Collected data entries:
== == ==
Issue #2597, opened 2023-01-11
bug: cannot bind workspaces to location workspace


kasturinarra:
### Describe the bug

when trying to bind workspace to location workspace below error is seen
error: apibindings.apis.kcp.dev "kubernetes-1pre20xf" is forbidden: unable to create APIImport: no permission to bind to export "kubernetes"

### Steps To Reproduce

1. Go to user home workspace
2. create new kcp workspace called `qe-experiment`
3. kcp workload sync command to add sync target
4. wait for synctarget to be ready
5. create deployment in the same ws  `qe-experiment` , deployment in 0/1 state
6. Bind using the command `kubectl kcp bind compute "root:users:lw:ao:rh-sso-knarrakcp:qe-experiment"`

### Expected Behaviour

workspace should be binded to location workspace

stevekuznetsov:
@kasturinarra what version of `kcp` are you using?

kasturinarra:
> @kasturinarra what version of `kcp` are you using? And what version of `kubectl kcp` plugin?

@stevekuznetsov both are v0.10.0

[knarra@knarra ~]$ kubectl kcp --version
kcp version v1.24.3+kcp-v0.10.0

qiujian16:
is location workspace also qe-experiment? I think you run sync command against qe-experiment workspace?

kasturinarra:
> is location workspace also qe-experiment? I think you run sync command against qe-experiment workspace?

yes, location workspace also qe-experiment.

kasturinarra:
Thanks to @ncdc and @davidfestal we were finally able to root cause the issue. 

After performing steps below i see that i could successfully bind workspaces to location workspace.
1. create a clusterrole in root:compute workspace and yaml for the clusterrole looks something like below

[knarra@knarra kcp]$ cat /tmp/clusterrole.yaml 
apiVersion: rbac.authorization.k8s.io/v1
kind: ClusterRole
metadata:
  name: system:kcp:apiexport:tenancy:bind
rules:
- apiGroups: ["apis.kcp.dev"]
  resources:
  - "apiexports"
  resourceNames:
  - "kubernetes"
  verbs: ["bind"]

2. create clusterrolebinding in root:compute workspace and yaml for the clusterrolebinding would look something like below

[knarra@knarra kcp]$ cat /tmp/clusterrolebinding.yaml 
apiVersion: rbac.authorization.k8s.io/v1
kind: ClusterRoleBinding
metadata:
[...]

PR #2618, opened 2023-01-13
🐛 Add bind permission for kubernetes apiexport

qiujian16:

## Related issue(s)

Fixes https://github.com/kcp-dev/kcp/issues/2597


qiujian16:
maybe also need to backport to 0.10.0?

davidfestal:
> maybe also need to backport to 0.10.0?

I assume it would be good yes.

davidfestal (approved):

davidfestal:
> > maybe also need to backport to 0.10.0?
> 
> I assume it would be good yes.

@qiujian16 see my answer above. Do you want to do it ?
== == ==
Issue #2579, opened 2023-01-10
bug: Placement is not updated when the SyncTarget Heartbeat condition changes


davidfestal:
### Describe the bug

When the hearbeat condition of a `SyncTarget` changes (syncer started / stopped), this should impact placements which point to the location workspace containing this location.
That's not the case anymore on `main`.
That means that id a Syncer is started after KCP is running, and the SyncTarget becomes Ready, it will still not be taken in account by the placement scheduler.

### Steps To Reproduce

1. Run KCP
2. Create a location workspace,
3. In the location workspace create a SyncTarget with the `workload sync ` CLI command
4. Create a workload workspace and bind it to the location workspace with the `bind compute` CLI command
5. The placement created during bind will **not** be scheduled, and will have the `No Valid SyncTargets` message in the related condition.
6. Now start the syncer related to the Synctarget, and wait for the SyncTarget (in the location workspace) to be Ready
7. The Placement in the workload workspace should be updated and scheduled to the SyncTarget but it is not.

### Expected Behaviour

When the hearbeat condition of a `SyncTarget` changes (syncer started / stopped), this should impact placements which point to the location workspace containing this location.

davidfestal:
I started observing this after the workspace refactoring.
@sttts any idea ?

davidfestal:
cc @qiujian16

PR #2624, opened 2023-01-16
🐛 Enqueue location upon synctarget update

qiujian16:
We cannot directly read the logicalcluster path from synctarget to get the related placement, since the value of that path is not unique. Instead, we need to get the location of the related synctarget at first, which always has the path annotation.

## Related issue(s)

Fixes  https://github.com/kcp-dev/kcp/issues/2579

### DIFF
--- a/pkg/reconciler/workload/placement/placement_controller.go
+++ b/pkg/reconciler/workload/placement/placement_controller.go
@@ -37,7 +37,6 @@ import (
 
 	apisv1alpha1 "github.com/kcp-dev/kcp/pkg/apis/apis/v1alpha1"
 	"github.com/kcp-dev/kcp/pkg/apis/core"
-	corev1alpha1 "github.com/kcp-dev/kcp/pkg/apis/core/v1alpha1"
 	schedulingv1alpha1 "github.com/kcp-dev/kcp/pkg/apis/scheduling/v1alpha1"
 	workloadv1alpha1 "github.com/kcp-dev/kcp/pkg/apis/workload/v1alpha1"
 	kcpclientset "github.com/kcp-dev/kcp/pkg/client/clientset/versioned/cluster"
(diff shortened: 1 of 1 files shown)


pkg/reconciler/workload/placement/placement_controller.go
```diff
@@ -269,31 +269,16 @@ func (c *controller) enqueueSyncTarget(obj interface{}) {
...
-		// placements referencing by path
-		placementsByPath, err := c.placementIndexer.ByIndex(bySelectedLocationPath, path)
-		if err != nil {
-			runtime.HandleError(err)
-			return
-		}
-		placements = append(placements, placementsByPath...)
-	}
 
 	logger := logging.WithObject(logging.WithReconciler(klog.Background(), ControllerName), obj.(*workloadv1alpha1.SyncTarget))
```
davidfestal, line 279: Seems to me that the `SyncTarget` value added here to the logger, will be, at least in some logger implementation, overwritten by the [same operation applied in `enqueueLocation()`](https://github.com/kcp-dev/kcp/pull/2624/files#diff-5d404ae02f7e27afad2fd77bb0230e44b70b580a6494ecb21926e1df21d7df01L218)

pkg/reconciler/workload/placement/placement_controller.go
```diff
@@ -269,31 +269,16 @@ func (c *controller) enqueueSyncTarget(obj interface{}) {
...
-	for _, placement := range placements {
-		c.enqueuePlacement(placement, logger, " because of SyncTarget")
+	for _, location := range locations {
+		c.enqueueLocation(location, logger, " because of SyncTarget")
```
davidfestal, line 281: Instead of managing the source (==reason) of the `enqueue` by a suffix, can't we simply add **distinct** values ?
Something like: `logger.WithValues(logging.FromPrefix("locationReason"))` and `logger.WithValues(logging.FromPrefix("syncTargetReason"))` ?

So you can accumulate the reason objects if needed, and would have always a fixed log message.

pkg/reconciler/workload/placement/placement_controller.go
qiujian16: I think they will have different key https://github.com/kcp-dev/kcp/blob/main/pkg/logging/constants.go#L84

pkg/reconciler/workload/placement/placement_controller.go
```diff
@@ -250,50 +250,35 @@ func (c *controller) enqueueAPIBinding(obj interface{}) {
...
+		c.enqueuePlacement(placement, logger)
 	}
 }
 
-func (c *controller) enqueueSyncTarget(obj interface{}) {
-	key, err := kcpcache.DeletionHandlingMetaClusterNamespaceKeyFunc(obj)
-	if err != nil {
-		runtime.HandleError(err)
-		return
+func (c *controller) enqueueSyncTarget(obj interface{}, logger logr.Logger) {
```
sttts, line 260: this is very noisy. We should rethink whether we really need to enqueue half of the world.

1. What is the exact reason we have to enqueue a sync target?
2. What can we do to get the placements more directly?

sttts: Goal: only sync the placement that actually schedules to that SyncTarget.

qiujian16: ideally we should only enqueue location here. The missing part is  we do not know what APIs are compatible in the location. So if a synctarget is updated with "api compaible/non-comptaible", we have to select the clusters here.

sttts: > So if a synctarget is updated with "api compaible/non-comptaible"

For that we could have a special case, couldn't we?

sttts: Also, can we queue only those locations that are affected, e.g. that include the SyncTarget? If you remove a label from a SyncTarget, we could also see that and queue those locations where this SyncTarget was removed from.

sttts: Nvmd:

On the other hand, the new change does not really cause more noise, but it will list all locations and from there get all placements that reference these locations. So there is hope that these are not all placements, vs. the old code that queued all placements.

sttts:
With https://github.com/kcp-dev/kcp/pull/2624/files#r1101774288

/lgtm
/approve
== == ==
TASK DIRECTIONS:
Every line of the records that includes the word "kubernetes" should be gathered.

WRITTEN ANSWER:
error: apibindings.apis.kcp.dev "kubernetes-1pre20xf" is forbidden: unable to create APIImport: no permission to bind to export "kubernetes"
  - "kubernetes"
🐛 Add bind permission for kubernetes apiexport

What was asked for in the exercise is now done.